The Banks are meant to send a statement once a year -- you are correct, but do they actually heed the law. I have a loan account with a Bank for the past eight years and have never received the correct account number lest a statement. I stopped paying them as the Manager got transferred and nothing further has happened although I have sent countless letters to the Bank. However they refuse to release the charge on a Life Policy.

To the OP you will have to use the services of an expert - Private Detective or Forensic Accountant as already mentioned.


----------



## Ravima (23 May 2008)

how do you know she had €60K? If it was not in a local bank, oculd it have been invested in an insurance company? If there is a local broker, you could try him or else try writing to the ho of all the insurance companies?


----------



## eileen alana (23 May 2008)

its possible she gave all her money away to a charity before she died.  
Maybe you might find something uselful on this link:


----------



## ClubMan (23 May 2008)

Did you check under her mattress?


----------



## ClubMan (23 May 2008)

mercman said:


> whiskey, I would say your wife really loves you !!!


You don't know his motivation for doing this. Maybe he was saving towards a surprise for the wife and the statement would have spoiled it?


----------



## eileen alana (23 May 2008)

ClubMan said:


> Did you check under her mattress?


 

Excellent point


----------



## Slim (26 May 2008)

Ocean

If there is/are no documentary evidence in the hosue whatever as to her finacial deposits, statements, letters etc, then I would say she had none OR someone else beat you to it! Could she have used her Credit Union? If so, they would have paid out her balance to her nominee up to a max. of €23,000. Anything over that goes to her estate but you must notify them who the solicitor dealing with her estate is.

Slim


----------



## Mopsy (11 May 2011)

Just latched onto this thread as we are now in the same boat. My mother-in-law passed away recently and she had told me while in the nursing home that she had put away approx €30k for "down the road" when she would have to be in the nursing home for remainder of her life. However, she was only in the home for less than two months before passing away.

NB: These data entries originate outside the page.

PR #11281, opened 2026-08-20
Fix/add asset url root []

MikeDReynolds68:
## Purpose

This PR includes the following fixes:
`index.jsx`
 - adds comments to `selectedAssets` and `hideTreeNav` variables from exploded `config` in `renderDialog()` to denote their origination from instance parameters.
 - changes `hideAuthError()` to `hideAlert()` and updates all uses as non-error messages use this method.
 - changes `showAuthError()` to `showAlert()` and updates all uses as non-error messages use this method.
 - updates `customUpdateStateValue()` to prevent duplicates in result per Adobe recommendations.
 - updates `handleSelection()` to support error handling per Adobe recommendations.
 - updates `makeThumbnail()` to use `getRenditions()` and `getSafeRenditionUrl()` from `utils.js` for consistency.
 - updates `openDialog()` for improved stability per Adobe recommendations.
 - updates multiple installation parameters in `setup()` to include `required: false` and reordered List options so the default value is the first option.
 - removes `alwaysUseDMDelivery` parameter from `contentAdvisorProps` as it is not listed in the Content Advisor properties table in the online documentation and was originally added as a workaround based on feedback from RL. The `assetsUrlRoot` installation parameter solves for the issue this was originally added for. 
 - removes `expiryOptions` and `showToast` from `contentAdvisorProps` per Adobe recommendations.

`utils.js`
 - adds `getAssetId()` helper method to reduce logic duplication.
 - adds `getSafeRendition()` to retrieve the closest available rendition when no rendition matches the preferred size per Adobe PS recommendations.
 - adds `/as/<asset-name>` onto the `thumbUrl` in `getThumbUrl()` when the `assetsUrlRoot` installation parameter is provided.
 - updates `getMetadata()` for improved performance and stability per Adobe recommendations.
 - updates `getRenditions()` for improved performance and stability per Adobe recommendations.
 - updates `getThumbUrl()` to use `getSafeRendition()` when no `assetsUrlRoot` is provided.
 - updates `getThumbUrl()` to use `https://experience.adobe.com` as the thumbnail URL root when `assetsUrlRoot` is not provided and `asset.renditions` is not an array.
 - updates `pick()` for improved stability per Adobe recommendations.
 - updates `transformAssets()` for improved stability per Adobe recommendations.

## Approach

The fixes were applied based on customer requirements and recommendations from Adobe based on code review.

## Testing steps

Test 1
 - Navigate to the Adobe AEM Assets connector configuration, enter a value for the **Assets URL Root** parameter and save the configuration. 
 - Navigate to a content entry containing an Adobe Assets field and click the `Select assets from AEM` button.
 - In the Adobe Content Advisor modal, select an image and then click the `Select` button in the top right corner.
 - Inspect the thumbnail image displayed in the Contentful UI and confirm that the source matches the pattern `{{assetsUrlRoot}}/{{assetId}}/as/{{assetName}}`.

Test 2
 - Navigate to the Adobe AEM Assets connector configuration, remove the value for the **Assets URL Root** parameter and save the configuration.
- Navigate to a content entry containing an Adobe Assets field and click the `Select assets from AEM` button.
 - In the Adobe Content Advisor modal, select an image and then click the `Select` button in the top right corner.
 - Inspect the thumbnail image displayed in the Contentful UI and confirm that the source doe not match the pattern `{{assetsUrlRoot}}/{{assetId}}/as/{{assetName}}`.

## Breaking Changes

none

none

## Deployment

none

### DIFF
--- a/apps/aem-assets/src/utils.js
+++ b/apps/aem-assets/src/utils.js
@@ -30,13 +30,18 @@ export function getRenditions(asset) {
   return renditions.sort((a, b) => a.width - b.width);
 }
 
-export function transformAssets(assets) {
+export function transformAssets(assets, config) {
   const transformedAssets = assets.map((asset) => {
+    const assetId = asset['repo:assetId'] || asset['repo:id'] || asset.id;
     const renditions = getRenditions(asset);
-    const thumbUrl = renditions.find((r) => r.width >= 150 && r.width <= 400).href;
+    const urlRoot = config.assetsUrlRoot;
+
+    const thumbUrl = urlRoot
+      ? `${urlRoot}${!urlRoot.endsWith('/') ? '/' : ''}${assetId}`
+      : renditions.find((r) => r.width >= 150 && r.width <= 400).href;
 
     const transformedAsset = {
-      id: asset['repo:assetId'] || asset['repo:id'] || asset.id,
+      id: assetId,
       name: asset['repo:name'] || asset.name || '',
       url: thumbUrl,
       metadata: getMetadata(asset, renditions),
--- a/apps/aem-assets/src/utils.js
+++ b/apps/aem-assets/src/utils.js
@@ -1,62 +1,74 @@
 const ASSET_RENDITIONS_KEY = 'http://ns.adobe.com/adobecloud/rel/rendition';
+const ADOBE_EXPERIENCE_URL = 'https://experience.adobe.com/';
 
 /**
  * Source: https://github.com/you-dont-need/You-Dont-Need-Lodash-Underscore#_pick
  */
 export function pick(object, keys) {
-  return keys.reduce((obj, key) => {
-    if (object && object.hasOwnProperty(key)) {
-      obj[key] = object[key];
+  return keys.reduce((result, key) => {
+    if (object && object.hasOwnProperty.call(object, key)) {
+      result[key] = object[key];
     }
-    return obj;
+    return result;
   }, {});
 }
 
+function getAssetId(asset) {
+  return asset['repo:assetId'] || asset['repo:id'] || asset.id;
+}
+
 export function getMetadata(asset, renditions) {
-  const { _embedded, _links, ...copy } = asset.computedMetadata;
-  const metadata = { ...copy, renditions };
-  return metadata;
+  const computed = asset?.computedMetadata || {};
+  const { embedded, links, ...copy } = computed;
+  return { ...copy, renditions };
 }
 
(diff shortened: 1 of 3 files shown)


apps/aem-assets/src/utils.js
```diff
@@ -1,57 +1,74 @@
...
+function getAssetId(asset) {
+  return asset['repo:assetId'] || asset['repo:id'] || asset.id;
+}
+
 export function getMetadata(asset, renditions) {
-  const { _embedded, _links, ...copy } = asset.computedMetadata;
-  const metadata = { ...copy, renditions };
-  return metadata;
+  const computed = asset?.computedMetadata || {};
+  const { embedded, links, ...copy } = computed;
```
mgoudy91: `getMetadata()`'s destructuring was renamed from `_embedded, _links` to `embedded, links` (no underscore), but `computedMetadata`'s actual keys are `_embedded`/`_links` (see the `_links[ASSET_RENDITIONS_KEY]` usage in `getRenditions` above). This means the rename no longer strips those fields — `_links`/`_embedded` raw HAL data will now leak into the `metadata` field that gets persisted on the entry. This looks like an unintentional regression from the rename rather than an intended behavior change. Can we restore the underscore-prefixed keys here so the exclusion actually works?

mgoudy91 (changes requested):
Two things flagged below:
1. `getMetadata()`'s destructuring rename looks like it broke the `_links`/`_embedded` exclusion — likely an unintentional regression, requesting a fix before merge.
2. A question on whether dropping `alwaysUseDMDelivery` from `contentAdvisorProps` was intentional (not mentioned in the PR description).

mgoudy91:
Quick question on `index.jsx`:`alwaysUseDMDelivery: aemTierType !== 'author'` was dropped from `contentAdvisorProps` in this PR and isn't mentioned in the description (which only calls out removing `expiryOptions`/`showToast` and making `repositoryId`/`aemTierType`/`env` conditional). Was removing `alwaysUseDMDelivery` intentional/part of Adobe's recommendation, or did it get swept up accidentally while restructuring that block?

MikeDReynolds68:
Thanks @mgoudy91 for catching and flagging the issue in `getMetadata()` and lack of documentation on the removal of the `alwaysUseDMDelivery` parameter. I have updated the notes in the PR for the removal of the `alwaysUseDMDelivery` parameter and pushed an update for the missing underscores.

mgoudy91 (approved):

PR #11291, opened 2026-09-08
fix: exclude archived-folder forms from Marketo picker [ES-642]

michaelpineirocontentful:
## Summary
The Adobe Marketo Form Selector was showing archived Marketo forms in its picker with no way to filter them out, flooding the dropdown for orgs with a long-lived Marketo instance. Marketo archives at the folder level (`folder.isArchive`), never on the form itself, so an archived form can still report `status: approved` — the picker's fetch had no way to distinguish it from a live form.

## Solution
- Cross-reference each form returned by `forms.json` against its folder's `isArchive` flag via `GET /rest/asset/v1/folder/{id}.json?type=Folder`
- Dedupe folder lookups so forms sharing a folder cost one request, not N
- Drop forms whose folder is archived; keep forms with no folder info as a defensive fallback for older/malformed data
- Extracted a small `marketoGet` helper to remove duplicated auth-header/JSON-parse boilerplate between the forms and folder requests

## Context
Marketo's REST API does not expose an archive flag on the form/asset itself — archiving is strictly a folder-level UI concept (confirmed against Adobe's own Assets/Folders API docs, and independently corroborated by an open Adobe feature request describing the identical gap for Programs). A form sitting in an archived folder keeps its normal `approved`/`draft` status, so the previous unfiltered fetch had no signal to act on.

Verified end-to-end against a live Marketo test instance by invoking the real, unmodified handler directly (not a reimplementation of its HTTP calls): before this fix, 25 of 95 forms returned (26.3%) were archived-folder leakage — all manually prefixed `z_archived_` by the org, since Marketo gives them no other way to hide them from integrations. After the fix, 0 leak through.

## Test plan
- [x] Added failing tests first, confirmed they failed against the pre-fix handler for the right reason
- [x] `getMarketoForms.spec.ts`: 6/6 passing, including new cases for archived-folder exclusion, deduped folder lookups, and the no-folder-info fallback
- [x] Full app suite: 31/31 passing
- [x] Typecheck and lint clean (one pre-existing, unrelated type gap in the test file's `HandlerResponse` helper type predates this change — confirmed via `git stash` — left untouched)
- [x] Verified against a live Marketo test instance using the real handler: 25/95 archived leakage before, 0/70 after

### DIFF
--- a/apps/marketo/functions/getMarketoForms.ts
+++ b/apps/marketo/functions/getMarketoForms.ts
@@ -6,16 +6,19 @@ import type {
 } from '@contentful/node-apps-toolkit';
 import { MarketoApiError } from './exceptions';
 import { getMarketoToken } from './getMarketoToken';
-import type { AppInstallationParameters, MarketoFormsResponse } from '../src/types';
+import type {
+  AppInstallationParameters,
+  MarketoApiResponse,
+  MarketoFolderRecord,
+  MarketoFormRecord,
+  MarketoFormsResponse,
+} from '../src/types';
 
-type MarketoForm = {
-  id: string;
-  url: string;
-  name: string;
-  folder?: { value: number };
-};
-
-const marketoGet = async (baseUrl: string, path: string, accessToken: string) => {
+const marketoGet = async <T>(
+  baseUrl: string,
+  path: string,
+  accessToken: string
+): Promise<{ response: Response; body: MarketoApiResponse<T> }> => {
   const response = await fetch(`${baseUrl}${path}`, {
     method: 'GET',
     headers: {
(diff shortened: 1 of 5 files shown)


jjolton-contentful (approved):
Solid fix — the folder-level archive cross-reference is the right call given Marketo doesn't expose archive state on the form itself, and the live-instance verification (25/95 leakage → 0) is convincing.

**What I liked:**
- TDD flow (failing tests first) and the typed API contract + fixture factories
- Deduped folder lookups — nice touch for orgs with shared folders
- Fail-open on missing folder info is a sensible defensive fallback

**Minor notes (non-blocking):**
- Fail-open when a folder lookup returns `success: false` is reasonable but implicit — a one-liner comment in `isFolderArchived` would help the next reader
- `Promise.all` on folder fetches means one transient network failure blanks the whole picker vs. partial results — probably fine in practice but worth knowing

LGTM 🚀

We know she has a will made and know that her pension (private) was being paid into her current account which has a healthy balance and the nursing home fees were being paid out of this. I suppose we should have asked her where this account was but it would have been insensitive of me, I guess! I know that it is not mentioned in the will as she made the will over 10 years ago and this alleged "new" account was only mentioned this year and from conversations with her was only an addition in the past year or two! I would hate to see it go dormant as this happened with my own late father's - well one of his accounts - then you are down the road of trying to get it back and he made no will!! Nightmare!!

From this post, I note someone mentioned Post Office and Credit Union. But this lady would never have used a Credit Union! I know she moved money from the building society last year because of all the hubbub regarding the economy! She was not a lady who believed in cash in the house, thank God, so I guess the search must start!


----------